Sheikh Seko looked him hard in the eyes. ‘That is why
you have been summoned. You must journey to Kano tomorrow to meet Sheikh Kabiru Ibrahim.’ He lowered his voice. ‘Our friends have purchased weapons worth millions of dollars and soon they will be transported to Mali. You are to ensure that when they get there you take charge until one of their group comes to transport the arms to Nigeria.’
‘How will that be possible? Interpol are everywhere. The Nigerian Government is strengthening security.’
‘Abouzeid, you still do not realize that the men behind us are strong not just in this country but all over the world. Have you heard of Evangelist Chris Chuba?’
‘Yes. Yes. I hate him—’
‘Do not. Bury your hatred. He will be the one that will contact you in Mali. He will transport the arms with you to Nigeria.’

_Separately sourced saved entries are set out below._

PR #5619, opened 2023-07-28
Request validation for `/api/collections.*`

apoorv-mishra:
Towards #4284


server/routes/api/collections/collections.test.ts
```diff
@@ -499,6 +499,31 @@ describe("#collections.add_group", () => {
     expect(res.status).toEqual(200);
   });
 
+  it("should fail with status 400 bad request when permission is null", async () => {
```
apoorv-mishra, line 502: Added this because `permission` can't be null as per `collection_groups` table.

server/routes/api/teams/teams.test.ts
```diff
@@ -287,7 +287,7 @@ describe("#team.update", () => {
       body: {
         token: admin.getJwtToken(),
         id: collection.id,
-        permission: "",
```
apoorv-mishra, line 290: I hope this is fine and nobody's sending `permission` as an empty string :crossed_fingers:

tommoor (approved):

PR #5655, opened 2023-08-07
feat: support self hosted grist

Ocarthon:
Add support for self hosted Grist instances.

This change adds the option to configure a grist instance url. With this you can embed urls from a self hosted grist instance.


tommoor:
Hey, you should be able to fix the linting errors largely with `yarn lint --fix` – but overall this looks good and will probably accept 👍

Ocarthon:
@tommoor Fixed the lint errors. I initially did not fix them as they were not related to my changes.

tommoor (approved):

Abouzeid’s mouth fell open in shock. ‘How are we going to be able to carry out wide reaching attacks in Nigeria? Nigeria is more organized than Mali and Chad and Somalia.’
‘Be calm, brother. One step at a time. Do your part, I will do mine and they will surely do theirs. Soon, we will begin.’ The Sheikh stood up and his long quftan swept the floor. ‘Abouzeid, I have a goal. We get the money, the arms and start the war against the Government and the Christians. Then, if we are efficient, bigger organizations abroad will seek us out and we will say goodbye to the infidels and their aims. I know their plans, but they do not know mine. I made friends in the countries I visited. Let your heart be at rest, eh.’
It was then that the ingenuity of his long time friend dawned on Abouzeid. He smiled and said, ‘I met an Ijaw man in Mali. He is a Muslim and one of us. He once told me, “It is easy to give a monkey some water to drink, but difficult to collect back your cup.” It is true.’
TEN
Sunday, 14th February
‘If my parents were around, you know I wouldn’t be going to church with you.’